For full details of Nish's work contact:-
E-Mail: nhpfister@mac.com
Telephone: 0044 - (0) 1769 580 237

An extract from Zen Master Nish Pfister website:-
Contemporary Zen
Contemporary Zen is Zen Buddhism for modern people living in western culture. Getting to know yourself, exploring your mind, seeing your true nature (Kensho), finding an answer to existential questions like 'who am I', 'what is our purpose here on earth', can be approached through meditation and mindfulness. Contemporary Zen is not a religion, it is an inquiry into fundamental, existential questions, and about integrating them into ordinary life.
Whilst we work with old, ancient even, insights and methods, from Buddhist and Zen Buddhist tradition, we acknowledge fully that we live in the western world with its culture and peculiarities. Our minds are conditioned by us growing up in this culture and to our minds we have to turn to observe and get to know our selves.
This is Zen for our times, enabling you to bring meditation and stillness into your life, without the need to renounce anything. This teaching is based on acknowledging and accepting what is, including your self, your ego, your mind. Just like Zen helped the Samurai warriors hundreds of years ago, it can help you now to come to terms with the demands of life and questions you might have about existence, life and death, and why we need to find meaning in our lives.
We take into account and find it useful to look at new developments in neuroscience, psychology, but also to the implications of developments in physics, cosmology and mathematics. After all, science tells us how we perceive the world, and how, through communication, we concur about appearances, and through this, form our concept of reality.

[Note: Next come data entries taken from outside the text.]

PR #1377, opened 2024-07-19
17450 explore replacing react quill

tillyw:
## Associated issues
fixes https://github.com/cityofaustin/atd-data-tech/issues/17450

## Testing
**URL to test:** 

https://deploy-preview-1377--atd-moped-main.netlify.app/

**Steps to test:**
- go to a project, ideally one you commented on previously when we were using quill
- copy and paste a comment with rich text and links
- save the comment, it should appear in the comments section and the editor should clear out and refocus
- click edit, the editor should appear below the comment populated with the selected comment
- edit the comment and save
- try editing an old comment made using quill to confirm it loads in the new editor

this is a proof of concept at the moment, there are a few kinks to work out and features to add (resizing the editor to fit longer comments, adding a toolbar, a few other rich text and link functionalities). those will be addressed in a followup PR!

---
#### Ship list
- [x] Code reviewed 


moped-editor/src/views/projects/projectView/NoteInputQuill.js
```diff
@@ -78,25 +99,95 @@ const NoteInputQuill = ({
...
+    namespace: 'MyEditor',
+    theme,
+    nodes: [
+      LinkNode,
+    ],
+    onError,
+  };
+
+  // On change, return editor content as HTML
+  const OnChangePlugin = ({ onChange }) => {
```
mddilley, line 113: @tillyw I was taking a preview of this code to see how this works, and I noticed that these plugins are components in themselves. Could you move their definitions outside the `NoteInputQuill` component. You'll probably have to pass some props.

This is cool to see! The MUI DataGrid Pro work that Chia did recently used a similar pattern with a table context that was used in child components.

tillyw: thanks, @mddilley! i just pushed an update that makes these fixes and cuts out some unnecessary code. will request review shortly!

moped-editor/src/views/projects/projectView/NoteInput.js
```diff
@@ -0,0 +1,236 @@
...
+
+// On edit, load the selected comment and refocus the editor
+const OnEditPlugin = ({ htmlContent, editingNote }) => {
+  const [editor] = useLexicalComposerContext();
+  useEffect(() => {
+    const editorState = editor.getEditorState()
+    const nodeMap = editorState._nodeMap;
+    const textArray = [...nodeMap.entries()][2];
+    const isTextInEditor = !!textArray;
+    const isTextinDatabase = !!htmlContent.replace(/<[^>]*>/g, "");
```
johnclary, line 120: i'm trying to interpret what's going on here. i guess this regex is stripping out HTML characters in case someone saved a comment with hidden html?

moped-editor/src/views/projects/projectView/NoteInput.js
```diff
@@ -0,0 +1,236 @@
...
+    // If user clicks edit and there is a stored note and a clear editor,
+    // populate editor with stored note
+    editingNote && !isTextInEditor && isTextinDatabase &&
+      editor.update(() => {
+        $getRoot()
+          .getChildren()
+          .forEach((n) => n.remove());
```
johnclary, line 127: might be good to add comments to explain what's going on here 👀

moped-editor/src/views/projects/projectView/NoteInput.js
```diff
@@ -0,0 +1,236 @@
...
+  const classes = useStyles();
+
+  const initialConfig = {
+    namespace: 'MyEditor',
+    theme,
+    nodes: [
+      LinkNode,
+    ],
+    onError,
+  };
```
johnclary, line 164: it looks like this object can be moved outside of the component

johnclary (commented):
i tested this using the Netlify preview—it works as promised! I was able to copy rich text from elsewhere and paste it into the editor. i didn't notice any issues with rendering or editing any notes.

i left some feedback. i like where this is headed!

moped-editor/patches/react-scripts+5.0.1.patch
mddilley, line 1: I think it is great that you found a way around the build error that happened because we are still in React v17. I am going to start a list of things that we can clean up when we move to React v18 or maybe even Next.js 👿

moped-editor/src/views/projects/projectView/NoteInput.js
```diff
@@ -0,0 +1,236 @@
...
+  root: {
+    width: "100%",
+    backgroundColor: theme.palette.background.paper,
+  },
+  cancelButton: {
+    margin: theme.spacing(1),
+    position: "relative",
+    color: theme.palette.secondary.dark,
+  },
+  contentEditable: {
```
mddilley, line 37: This looks like a good place to add some styles to make this look more like MUI. Could you add the following? Not overly concerned about going full-blown MUI since the old Quill component had its own theme.
- border radius 4px
- border color the same as the primary text color
- font family to `theme.typography.fontFamily`

Also, could you remove the 300px height set here? The current production editor starts at one line of height and grows as needed. I think that we should keep that behavior to preserve vertical space unless we hear feedback that says otherwise. 🙏

moped-editor/src/views/projects/projectView/NoteInput.js
```diff
@@ -0,0 +1,236 @@
...
+
+  return (
+    <Container>
+      <Grid container direction="column" spacing={1}>
+        <Grid item xs={12} sm={12}>
+          <Box className={classes.editorWrapper} pt={2}>
+            <LexicalComposer initialConfig={initialConfig} >
+              <RichTextPlugin
+                contentEditable={<ContentEditable className={classes.contentEditable} />}
+                placeholder={<div className={classes.placeholder}>Enter some text...</div>}
```
mddilley, line 178: I like the new placeholder text! Could you add a style to it so that it uses the same font family as the rest of the app? You can access it through the `theme` object (i think it is `theme.typography.fontFamily`?)

moped-editor/src/views/projects/projectView/NoteInput.js
mddilley: I also noticed a regression that we fixed before where the font color of an existing comment in edit mode is the lighter secondary color instead of the primary text color. Looks like we need to explicitly set the color of the font here to be the theme primary text color. I think we determined that it is inheriting the secondary color from its wrapper? Could you add a comment to help us next time around? Thanks!

Screenshot 2024-08-09 at 10 26 31 AM

moped-editor/src/views/projects/projectView/NoteInput.js
mddilley: I think that is the case here. We use the same regex and `replace` call to disable the save button so we don't save empty HTML tags into the database. This was a Quill quirk so I wonder if we have the same issue with Lexical. Tilly, could you check if there is a graceful way to handle this in Lexical? If not, it would be awesome to pull out the two uses of this check into a reusable helper function and add a docstring to it.

Here is that comment:
`// disable save button if no text after removing html tags`

mddilley (changes requested):
This is looking great, Tilly! 🤩 Can't wait to see this with the toolbar! I requested some small styling changes to make this look a little more MUI-ish that you may have already had in mind since this PR is PoC. This works great for all the test steps!

mddilley:
also wanted to note that Lexical add the [`dir` attribute](https://developer.mozilla.org/en-US/docs/Web/HTML/Global_attributes/dir) to the parent `p` tags to show that we are using left to right text. The `spans` are set with [`white-space: pre-wrap`](https://developer.mozilla.org/en-US/docs/Web/CSS/white-space#pre-wrap) too so that white space doesn't collapse when captured in the editor. I think both of these are improvements, but I wanted to see if anyone sees anything that I'm missing with the change.

moped-editor/src/views/projects/projectView/NoteInput.js
tillyw: after a bit of digging, I found a Lexical method called `$isRootTextContentEmpty` that checks whether a root node is empty, so I added that check _before_ serializing the node into HTML, so it will not be possible to save an empty tag into the db and I was able to drop the regex. thanks for pointing this out!

moped-editor/src/views/projects/projectView/NoteInput.js
tillyw: updated all of these, thank you for the guidance!! it looks much nicer ✨

moped-editor/patches/react-scripts+5.0.1.patch
mddilley, line 1: @tillyw I see that this is a diff of what patch-package is doing to webpack.config.js in our `node_modules`, but could you see if a comment at the beginning of this file would break the build?

Something like: `// Generated with patch-package to fix our build when using Lexical with React v17`

mddilley (changes requested):
I reviewed the changes that I requested and see that all were updated except two from John's review. Could you update the two that I tagged you in from John? And the one that I tagged you in?

Thank you for all your work for getting us to a better place with this editor. 🙏

moped-editor/src/views/projects/projectView/EditorTheme.css
```diff
@@ -0,0 +1,432 @@
+/**
+* Code sourced from Lexical Playground:
+* https://github.com/facebook/lexical/blob/main/packages/lexical-playground/src/themes/PlaygroundEditorTheme.css
+*/
```
chiaberry, line 4: thank you!

moped-editor/src/views/projects/projectView/NoteInput.js
tillyw: yes - added a couple step by step comments to clarify this!

moped-editor/src/views/projects/projectView/NoteInput.js
tillyw: moved!

moped-editor/patches/react-scripts+5.0.1.patch
tillyw: added the comment and seems to have built without issue!

tillyw:
> I reviewed the changes that I requested and see that all were updated except two from John's review. Could you update the two that I tagged you in from John? And the one that I tagged you in?
> 
> Thank you for all your work for getting us to a better place with this editor. 🙏

done, thank you!!

chiaberry (approved):
Thank you for addressing my requests for more comments and documentation -- It will be good to get this in users hands to see what further refinements this could use!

Therefor we consider the nature of suffering and how it arises from desire (which is an old Buddhist concept) and also look at the reward cycle in the brain, cognitive systems; the effects of neurotransmitters, for example(which are the modern, scientific take on the same thing). Trying to understand the self, its functions and nature, it is helpful to learn how we form attachments all through our lives.
Another point is the search for meaning. It is important in connection with conditioning in childhood and how a sense of self is (necessarily) forming. Looking at our lives and mental activities, we easily see what importance we give to this search for meaning. And of course, it is 'I' who looks for meaning, and any meaning I find, is put there by me. Meaning is not intrinsic to the world, the things we perceive, it's the mind receiving the perception that ascribes meaning. The consequence of this is rather profound. Meaning gives substance to the self. Try to catch yourself every time you place meaning on something... and whilst you are at it, find out who that is exactly.